◆ Work to be completed ◆
Pick out the lines below that contain the string "recordNotFoundExceptionHandlerProd" and copy them all.

··· Exercise data

PR #2044, opened 2025-02-21
Force evaluation of blaze HTML also on `ProdMode`

amitaibu:
Even when running on the latest master  that has [print exceptions to log](https://github.com/digitallyinduced/ihp/pull/2038), looking at logs - connected to AWS CloudWatch - we don't see that extra info.

image (7)

Marc wrote:

```haskell
let devHandlers =
            [ postgresHandler
            , paramNotFoundExceptionHandler
            , patternMatchFailureHandler
            , recordNotFoundExceptionHandlerDev
            ]

    -- Prod handlers should not leak any information about the system
    let prodHandlers =
            [ recordNotFoundExceptionHandlerProd
            ]

    let allHandlers = if ?context.frameworkConfig.environment == Environment.Development
            then devHandlers
            else prodHandlers

```
so in prodMode (which your app likely is running in), only the recordNotFoundExceptionHandlerProd handler is available. And that handler always returns a 404 status code. Your logs indicate a 500 status code, so it's either in the genericHandler or not in the displayException at all.

So this PR will force eval, the same as in the dev handlers.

······

◆ Solution to the exercise ◆
            [ recordNotFoundExceptionHandlerProd
so in prodMode (which your app likely is running in), only the recordNotFoundExceptionHandlerProd handler is available. And that handler always returns a 404 status code. Your logs indicate a 500 status code, so it's either in the genericHandler or not in the displayException at all.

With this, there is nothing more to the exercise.